Read through the data and report every line in which the word "used" occurs.

[GIVEN DATA — start]

PR #657, opened 2017-11-02
Rv scheduled launch

7091lapS:
Adds a scheduled launch date functionality. The feature is currently activated with the query `showScheduler=true`

### DIFF
--- a/public/video-ui/src/components/FormFields/DatePicker.js
+++ b/public/video-ui/src/components/FormFields/DatePicker.js
@@ -3,11 +3,12 @@ import Picker from 'react-datepicker';
 import moment from 'moment';
 import 'react-datepicker/dist/react-datepicker.css';
 import Icon from '../Icon';
+import _range from 'lodash/fp/range';
 
-const DATE_FORMAT = 'YYYY/MM/DD';
+const DATE_FORMAT = 'DD MMM YYYY';
 const DATETIME_FORMAT = `${DATE_FORMAT} HH:mm`;
 
-const MINUTES = [0, 15, 30, 45].map(minute =>
+const MINUTES = _range(0, 60).map(minute =>
   moment().minute(minute).format('mm')
 );
 const HOURS = [...new Array(24).keys()].map(hour =>
@@ -78,7 +79,7 @@ function Editor({ date, onChange, fieldName }) {
 
   return (
     <div>
-      <label className="form__label">{fieldName}</label>
+      {fieldName && <label className="form__label">{fieldName}</label>}
       <div className="expiry-date-picker">
         <div className="expiry-date-picker__date">
           <DateSelector date={date} onChange={onChange} />
@@ -89,11 +90,14 @@ function Editor({ date, onChange, fieldName }) {
         <div className="expiry-date-picker__number">
           <MinuteSelector date={date} onChange={onChange} />
         </div>
-        <Icon
-          icon="cancel"
-          className="icon__edit expiry-date-picker__reset"
-          onClick={reset}
-        />
+        {
+          date &&
+            <Icon
+            icon="cancel"
+            className="icon__edit icon__cancel"
+            onClick={reset}
+          />
+        }
       </div>
     </div>
   );
@@ -130,6 +134,7 @@ export default function DatePicker({
       <Editor
         fieldName={fieldName}
         date={date}
+        placeholder={placeholder}
         onChange={newDate => {
           if (newDate) {
             onUpdateField(newDate.valueOf());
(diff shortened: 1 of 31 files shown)


public/video-ui/src/components/VideoPublishBar/VideoPublishBar.js
```diff
@@ -20,6 +21,7 @@ export default class VideoPublishBar extends React.Component {
 
   isPublishingDisabled() {
     return (
+      this.props.video.contentChangeDetails.scheduledLaunch ||
```
Reettaphant: I think this line is breaking this check. I saw this branch on code and I was never able to publish the video.

public/video-ui/src/services/WorkflowApi.js
```diff
@@ -1,6 +1,7 @@
 import { pandaReqwest } from './pandaReqwest';
 import { getStore } from '../util/storeAccessor';
 import getProductionOffice from '../util/getProductionOffice';
+// import VideoUtils from '../util/video';
```
Reettaphant: Why is this commented out?

public/video-ui/src/components/ScheduledLaunch/ScheduledLaunch.js
```diff
@@ -0,0 +1,101 @@
...
+            disabled={!video || videoEditOpen}
+          >
+            {scheduledLaunch ? 'Reschedule' : 'Schedule'}
+          </button>
+        }
+        {
+          showDatePicker &&
+          <button
+            className="button__secondary--confirm"
+            onClick={() => this.saveScheduledLaunch()}
```
Reettaphant: Why is the call to `saveScheduledLaunch` inside a function?

public/video-ui/src/components/ScheduledLaunch/ScheduledLaunch.js
```diff
@@ -0,0 +1,101 @@
...
+            disabled={!selectedDate || !isFutureDate}
+          >
+            Save
+          </button>
+        }
+        {
+          scheduledLaunch && showDatePicker &&
+          <button className="button__secondary--remove" onClick={() => this.removeScheduledLaunch()}>
```
Reettaphant: Why is the call to `removeScheduledLaunch` inside a function?

public/video-ui/src/components/ScheduledLaunch/ScheduledLaunch.js
```diff
@@ -0,0 +1,101 @@
...
+    const isFutureDate = selectedDate && moment(selectedDate).isAfter(moment());
+    const scheduledLaunch = contentChangeDetails && contentChangeDetails.scheduledLaunch && contentChangeDetails.scheduledLaunch.date;
+    return (
+      <div className="flex-container topbar__scheduler">
+        {scheduledLaunch && !showDatePicker && <span className="topbar__launch-label">Scheduled: {moment(scheduledLaunch).format('Do MMM YYYY HH:mm')}</span> }
+        {
+          showDatePicker &&
+          <DatePicker
+            editable={true}
+            onUpdateField={(date) => this.setState({ selectedDate: date })}
```
Reettaphant: Could we not use the `updateVideo` function here that saves the date to the redux store but not the database?

public/video-ui/src/services/WorkflowApi.js
7091lapS: the new stuff related to the scheduledLaunch in this file will have to be commented out until we get rid of scheduling in the workflow component

public/video-ui/src/components/ScheduledLaunch/ScheduledLaunch.js
7091lapS: I decided to use the component's state to avoid incurring in the situation in which we have the value in the database out of sync with the value in the redux store. In this component's logic we are checking against the existence of that value in the database in order to show the scheduler vs the existing saved date. If the value in the store changed every time the value is updated but not saved, these checks would not work. To change this would require us to change the structure of the redux store, so I think keeping like this is easier.

public/video-ui/src/components/FormFields/DatePicker.js
```diff
@@ -3,11 +3,12 @@ import Picker from 'react-datepicker';
...
 import 'react-datepicker/dist/react-datepicker.css';
 import Icon from '../Icon';
+import _range from 'lodash/fp/range';
 
-const DATE_FORMAT = 'YYYY/MM/DD';
+const DATE_FORMAT = 'DD MMM YYYY';
 const DATETIME_FORMAT = `${DATE_FORMAT} HH:mm`;
 
-const MINUTES = [0, 15, 30, 45].map(minute =>
+const MINUTES = _range(0, 60).map(minute =>
```
akash1810: We probably also want to change the expiry lambda to run every minute now too, as opposed to [every 15 minutes](https://github.com/guardian/media-atom-maker/blob/master/cloudformation/media-atom-maker.yaml#L521).

public/video-ui/src/components/ScheduledLaunch/ScheduledLaunch.js
Reettaphant: 👍

PR #668, opened 2017-11-03
default source field to The Guardian

akash1810:
This is frequently requested. Defaulting means a faster workflow and fewer mistakes.

Create page now looks like this:
image

### DIFF
--- a/public/video-ui/src/reducers/videoReducer.js
+++ b/public/video-ui/src/reducers/videoReducer.js
@@ -4,7 +4,7 @@ export default function video(state = null, action) {
   switch (action.type) {
     case 'VIDEO_GET_RECEIVE':
       return action.video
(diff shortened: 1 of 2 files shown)


public/video-ui/src/reducers/videoReducer.js
```diff
@@ -4,7 +4,7 @@ export default function video(state = null, action) {
   switch (action.type) {
     case 'VIDEO_GET_RECEIVE':
       return action.video
-        ? Object.assign({}, blankVideoData, action.video)
+        ? Object.assign({}, blankVideoData, {source: null}, action.video)
```
akash1810: don't artificially default the value if the server says its blank

akash1810:
[Video source drop-down](https://trello.com/c/0Y78zrJI/98-video-source-drop-down)

PR #680, opened 2017-11-14
Privacy status

Reettaphant:
Determine the privacy statuses of a channel according to the permissions of the user. 

Not everything that needs a list of youtube channels needs to know about privacy statuses so this pr also separates adding additional data to the channels from fetching them from youtube and caching the results. 

See also:
https://github.com/guardian/permissions/pull/87

### DIFF
--- a/app/util/YouTube.scala
+++ b/app/util/YouTube.scala
@@ -5,7 +5,6 @@ import com.gu.media.model.PrivacyStatus
 import com.gu.media.youtube._
 import com.typesafe.config.Config
 import play.api.cache.CacheApi
-import com.gu.pandomainauth.model.{User => PandaUser}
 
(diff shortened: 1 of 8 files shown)


app/util/YouTube.scala
```diff
@@ -20,6 +20,10 @@ trait YouTube extends Logging with YouTubeAccess with YouTubeVideos with YouTube
     cache.getOrElse("channels", duration) { super.channels }
   }
 
+  override def channelsWithData(setAllVideosPublic: Boolean): List[YouTubeChannelWithData] = {
```
mbarton: Do we need this since it's just forwarding on to the superclass?

Reettaphant: No we don't. It is gone.

PR #681, opened 2017-11-15
parse json

Reettaphant:
Workflow will not be returning JSON in the future so we need to parse workflow responses. 

Checks whether we are getting back json or a string before parsing so that we can deploy this before changes to workflow go live.


marialivia16:
@akash1810 I've updated [wf-frontend to use Circe](https://github.com/guardian/workflow-frontend/pull/110) and the `JSON` from Circe is not supported by the play's results. That's why we have to send strings instead 😞

PR #684, opened 2017-11-17
Av add embargo

7091lapS:
Atoms can now be embargoed.
NB: Embargo and Schedule Launch are non-blocking for now.

### DIFF
--- a/public/video-ui/src/components/Icon.js
+++ b/public/video-ui/src/components/Icon.js
@@ -91,7 +91,7 @@ export default class Icon extends React.Component {
 
     return (
       <span className={props.className}>
-        <i className="icon responsive--primary">{props.icon}</i>
+        <i className="icon responsive--primary" onClick={props.onClick}>{props.icon}</i>
         {this.renderText()}
       </span>
     );
--- a/public/video-ui/src/components/ScheduleRecap/ScheduleRecap.js
+++ b/public/video-ui/src/components/ScheduleRecap/ScheduleRecap.js
@@ -1,0 +1,37 @@
+import React from 'react';
+import moment from 'moment';
+import PropTypes from 'prop-types';
+
+const ScheduleRecap = ({ scheduledLaunch, embargo, hasPreventedPublication }) => (
+  !hasPreventedPublication ?
+  <div className="topbar__launch-label">
+    <div>
+      <span className="scheduledSummary--scheduledLaunch">
+        {'Scheduled: '}
+      </span>
+      {scheduledLaunch
+        ? moment(scheduledLaunch).format('Do MMM YYYY HH:mm')
+        : '-'}
+    </div>
+    <div>
+      <span className="scheduledSummary--embargo">
+        {'Embargoed: '}
+      </span>
+      {embargo ? moment(embargo).format('Do MMM YYYY HH:mm') : '-'}
+    </div>
+  </div>
+  :
+  <div className="topbar__launch-label">
+    <span className="scheduledSummary--embargo">
+      Embargoed indefinitely
+    </span>
+  </div>
+);
+
+ScheduleRecap.propTypes = {
+  scheduledLaunch: PropTypes.number,
+  embargo: PropTypes.number,
+  hasPreventedPublication: PropTypes.bool
+};
+
+export default ScheduleRecap;
--- a/public/video-ui/src/components/ScheduledLaunch/ScheduledLaunch.js
+++ b/public/video-ui/src/components/ScheduledLaunch/ScheduledLaunch.js
@@ -1,7 +1,15 @@
 import React from 'react';
 import PropTypes from 'prop-types';
 import DatePicker from '../FormFields/DatePicker';
-import moment from 'moment';
+import Icon from '../Icon';
+import ScheduleRecap from '../ScheduleRecap/ScheduleRecap';
+import {
+  isFutureDate,
+  isSameOrAfter,
+  isAfter
+} from '../../util/dateHelpers';
+import { impossiblyDistantDate }  from '../../constants/dates';
+import datesProperties from '../../constants/datesProperties';
 
 export default class ScheduledLaunch extends React.Component {
   static propTypes = {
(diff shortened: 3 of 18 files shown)


public/video-ui/src/components/ScheduledLaunch/ScheduledLaunch.js
```diff
@@ -11,89 +17,338 @@ export default class ScheduledLaunch extends React.Component {
...
+    this.setState({ invalidDateError: null });
+
+    if (!isFutureDate(date)) {
+      this.setState({ invalidDateError: 'Date must be in the future!' });
+    }
+
+    if (
+      actionType === 'schedule' &&
+      embargo &&
+      isFutureDate(date) &&
```
Reettaphant: Was this check not already made on line 58?

public/video-ui/src/components/ScheduledLaunch/ScheduledLaunch.js
```diff
@@ -11,89 +17,338 @@ export default class ScheduledLaunch extends React.Component {
...
+    ) {
+      this.setState({
+        invalidDateError: "Scheduled launch can't be earlier than embargo!"
+      });
+    }
+
+    if (
+      actionType === 'embargo' &&
+      scheduledLaunch &&
+      isFutureDate(date) &&
```
Reettaphant: Was this check not already made on line 58?

public/video-ui/src/components/ScheduledLaunch/ScheduledLaunch.js
```diff
@@ -11,89 +17,338 @@ export default class ScheduledLaunch extends React.Component {
...
+      showDatePicker: true,
+      actionType,
+      showScheduleOptions: false
+    });
+  };
+
+  preventPublication = () => {
     const video = this.props.video;
-    this.props.saveVideo(Object.assign({}, video, {
+    const impossiblyDistantDate = 16725225600000;
```
Reettaphant: I'd put this somewhere more visible, to the top of the file or in the constants folder.

public/video-ui/src/components/VideoPublishBar/VideoPublishBar.js
```diff
@@ -52,6 +53,9 @@ export default class VideoPublishBar extends React.Component {
     this.props.publishVideo();
   };
 
+  hasPublishedVideoUsages = () =>
+    this.props.usages.data.published.video.length > 0;
```
Reettaphant: I just started thinking about this and maybe we don't need this check at all now that we are going to allow embedding unpublished atoms and we are going to have warnings in composer when embedding unpublished atoms. Maybe we should trust our users to read these warnings. Maybe check this with editorial when we next catch up with them.

public/video-ui/src/components/ScheduledLaunch/ScheduledLaunch.js
```diff
@@ -11,89 +17,338 @@ export default class ScheduledLaunch extends React.Component {
...
+        })
+      })
+    );
+    this.setState({ showDatePicker: false, [selectedDate]: null });
+  };
+
+  /* Render functions */
+
+  renderScheduleOptions = (video, videoEditOpen, scheduledLaunch, embargo) => {
+    const hasPreventedPublication = embargo && embargo > 16693689600000;
```
Reettaphant: The future date should be a separate named constant.

public/video-ui/src/components/Icon.js
```diff
@@ -85,7 +85,7 @@ export default class Icon extends React.Component {
       
     return (
       <span className={props.className}>
-        <i className="icon responsive--primary">{props.icon}</i>
+        <i className="icon responsive--primary" onClick={props.onClick}>{props.icon}</i>
```
Reettaphant: Is this going to cause errors if we do not pass in onClick?

public/video-ui/src/components/ScheduledLaunch/ScheduledLaunch.js
```diff
@@ -11,89 +17,338 @@ export default class ScheduledLaunch extends React.Component {
...
+    this.validateDate(date, actionType);
+  };
+
+  saveDate = actionType => {
+    const isSchedule = actionType === 'schedule';
+    const key = isSchedule ? 'scheduledLaunch' : 'embargo';
+    const selectedDate =
+      actionType === 'schedule'
+        ? 'selectedScheduleDate'
+        : 'selectedEmbargoDate';
```
Reettaphant: Could we somehow reduce the amount of different variable names going on here? Instead of actionType, could we just have a string called propertyName and could the propertyName be also used to identify the selectedDate?

public/video-ui/src/components/ScheduledLaunch/ScheduledLaunch.js
```diff
@@ -11,89 +17,338 @@ export default class ScheduledLaunch extends React.Component {
...
+      contentChangeDetails &&
+      contentChangeDetails.scheduledLaunch &&
+      contentChangeDetails.scheduledLaunch.date;
+    const embargo =
+      contentChangeDetails &&
+      contentChangeDetails.embargo &&
+      contentChangeDetails.embargo.date;
+    const hasPreventedPublication = embargo && embargo > 16693689600000;
+
     return (
```
Reettaphant: I'd split what comes next into separate render functions e.g. renderPreventedPublication, renderDates, renderDataPicker. You could nest these functions as well and end up with less complicated statements as well when deciding which components to render.

public/video-ui/src/components/ScheduledLaunch/ScheduledLaunch.js
akash1810: in addition to @Reettaphant 's suggestion, I'd either add a comment explaining its value (year 3000) or express it as a moment function `moment('3000-01-01).toString()` (or whatever the correct syntax is...)

public/video-ui/src/components/Videos/VideoItem.js
```diff
@@ -40,29 +41,56 @@ export default class VideoItem extends React.Component {
 
   render() {
     const video = this.props.video;
-    const scheduledLaunch = video.contentChangeDetails.scheduledLaunch && video.contentChangeDetails.scheduledLaunch.date;
+    const scheduledLaunch =
```
akash1810: could we use this to make things DRYer? https://github.com/guardian/media-atom-maker/blob/master/public/video-ui/src/util/video.js#L96

public/video-ui/src/components/Videos/VideoItem.js
```diff
@@ -40,29 +41,56 @@ export default class VideoItem extends React.Component {
...
+      video.contentChangeDetails.scheduledLaunch &&
+      video.contentChangeDetails.scheduledLaunch.date;
+    const embargo =
+      video.contentChangeDetails.embargo &&
```
akash1810: could we extract this logic to the `VideoUtils` helper? https://github.com/guardian/media-atom-maker/blob/master/public/video-ui/src/util/video.js

public/video-ui/src/components/Icon.js
7091lapS: I don't think so, `onClick` will just be `undefined`

public/video-ui/src/components/ScheduledLaunch/ScheduledLaunch.js
```diff
@@ -11,89 +21,310 @@ export default class ScheduledLaunch extends React.Component {
...
+    const scheduledLaunch =
+      contentChangeDetails &&
+      contentChangeDetails.scheduledLaunch &&
+      contentChangeDetails.scheduledLaunch.date;
+    const embargo =
+      contentChangeDetails &&
+      contentChangeDetails.embargo &&
+      contentChangeDetails.embargo.date;
+
+    this.setState({ invalidDateError: null });
```
Reettaphant: It feels  a bit strange that we are setting this to null here and then potentially setting it to something else below.

public/video-ui/src/components/ScheduleRecap/ScheduleRecap.js
```diff
@@ -0,0 +1,37 @@
...
+
+const ScheduleRecap = ({ scheduledLaunch, embargo, hasPreventedPublication }) => (
+  !hasPreventedPublication ?
+  <div className="topbar__launch-label">
+    <div>
+      <span className="scheduledSummary--scheduledLaunch">
+        {'Scheduled: '}
+      </span>
+      {scheduledLaunch
+        ? moment(scheduledLaunch).format('Do MMM YYYY HH:mm')
```
Reettaphant: This format seems to be used in quite a few places as well - it could also live in a constants file.

public/video-ui/src/components/ScheduledLaunch/ScheduledLaunch.js
```diff
@@ -11,89 +21,310 @@ export default class ScheduledLaunch extends React.Component {
...
+
+    if (!isFutureDate(date)) {
+      this.setState({ invalidDateError: 'Date must be in the future!' });
+    }
+
+    if (
+      propertyName === 'selectedScheduleDate' &&
```
Reettaphant: The property name could also be defined in constants, like [this](https://github.com/guardian/media-atom-maker/blob/master/public/video-ui/src/constants/TagTypes.js).

public/video-ui/src/components/ScheduledLaunch/ScheduledLaunch.js
```diff
@@ -2,6 +2,16 @@ import React from 'react';
...
+import Icon from '../Icon';
+import ScheduleRecap from '../ScheduleRecap/ScheduleRecap';
+
+const isFutureDate = date => date && moment(date).isAfter(moment());
+const isSameOrAfter = (dateA, dateB) =>
+  moment(dateA).isSameOrAfter(moment(dateB));
+const isAfter = (dateA, dateB) => moment(dateA).isAfter(moment(dateB));
+
+const impossiblyDistantDate = moment('2499-01-01T00:00:00+00:00').valueOf();
+const laterThanImpossiblyDistantDate = moment('2500-01-01T00:00:00+00:00').valueOf();
```
Reettaphant: Not sure why we need both `impossiblyDistantDate` and `laterThanImpossiblyDistantDate`. Can't we just check if a date is not before `impossiblyDistantDate` to find out if it is embargoed indefinitely?

public/video-ui/src/components/ScheduledLaunch/ScheduledLaunch.js
```diff
@@ -11,89 +21,310 @@ export default class ScheduledLaunch extends React.Component {
...
-    const scheduledLaunch = contentChangeDetails && contentChangeDetails.scheduledLaunch && contentChangeDetails.scheduledLaunch.date;
+    const invalidDateError = this.state.invalidDateError;
+    const scheduledLaunch =
+      contentChangeDetails &&
+      contentChangeDetails.scheduledLaunch &&
+      contentChangeDetails.scheduledLaunch.date;
+    const embargo =
+      contentChangeDetails &&
+      contentChangeDetails.embargo &&
+      contentChangeDetails.embargo.date;
```
Reettaphant: Did we not already access the scheduled launch of the video on lines 50-58?

Reettaphant:
Just remembered that we also need to make sure that scheduled launch/expiry/indefinite embargo get sent to the composer video pages correctly. I'm happy to help with this!

public/video-ui/src/components/ScheduledLaunch/ScheduledLaunch.js
7091lapS: I need to access them in the `render()` function, but I'd like to avoid having to call `validateDate()` with two extra arguments, as it is called by both `setDate()` and `onSelectOption()`, so then I would have to pass the extra arguments to these two functions as well.

public/video-ui/src/components/ScheduleRecap/ScheduleRecap.js
7091lapS: I think I'd rather keep this explicit, because in `VideoItem` we are using a slightly different format (`'D MMM HH:mm'` vs `'Do MMM HH:mm'`), and now it's easy to spot the difference

public/video-ui/src/components/ScheduledLaunch/ScheduledLaunch.js
```diff
@@ -2,6 +2,16 @@ import React from 'react';
...
 import moment from 'moment';
+import Icon from '../Icon';
+import ScheduleRecap from '../ScheduleRecap/ScheduleRecap';
+
+const isFutureDate = date => date && moment(date).isAfter(moment());
+const isSameOrAfter = (dateA, dateB) =>
+  moment(dateA).isSameOrAfter(moment(dateB));
+const isAfter = (dateA, dateB) => moment(dateA).isAfter(moment(dateB));
+
+const impossiblyDistantDate = moment('2499-01-01T00:00:00+00:00').valueOf();
```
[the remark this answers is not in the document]
7091lapS: 👍

public/video-ui/src/components/ScheduledLaunch/ScheduledLaunch.js
7091lapS: 👍

public/video-ui/src/components/ScheduledLaunch/ScheduledLaunch.js
7091lapS: I think this was to make sure that the alerts from previous failed validations would be cleared after closing the dropdown and selecting a new option.

Reettaphant: Ok, that makes sense. You could put the whole logic setting the `invalidDateError` inside an if-else with the else clause setting `invalidDateError` to null

public/video-ui/src/components/ScheduleRecap/ScheduleRecap.js
Reettaphant: We could make them both constants of course can keep them like this as well

public/video-ui/src/components/VideoPublishBar/VideoPublishBar.js
7091lapS: we're adding a card for this and it will be in a separate PR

[GIVEN DATA — finish]

RESULT FOR THIS TASK =
Reettaphant: Could we somehow reduce the amount of different variable names going on here? Instead of actionType, could we just have a string called propertyName and could the propertyName be also used to identify the selectedDate?
Reettaphant: This format seems to be used in quite a few places as well - it could also live in a constants file.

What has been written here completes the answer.